PR #536, opened 2022-07-19
Bugfix/fix max11300 analog output

TheSlowGrowth:
There was a compiler error in `Max11300Driver::WriteAnalogPinVolts()`.

This PR fixes that error and modifies the unit tests to use that function at least once so that an error like this can't slip though again.


stephenhensley (approved):

stephenhensley:
Somehow took half the year to notice this was done, and waiting. Sorry about that!

Looks good.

- [REQUIRED ACTION]
Which lines hold the word "that"? Copy each of them from the records.

- [TASK SOLUTION]
This PR fixes that error and modifies the unit tests to use that function at least once so that an error like this can't slip though again.
Somehow took half the year to notice this was done, and waiting. Sorry about that!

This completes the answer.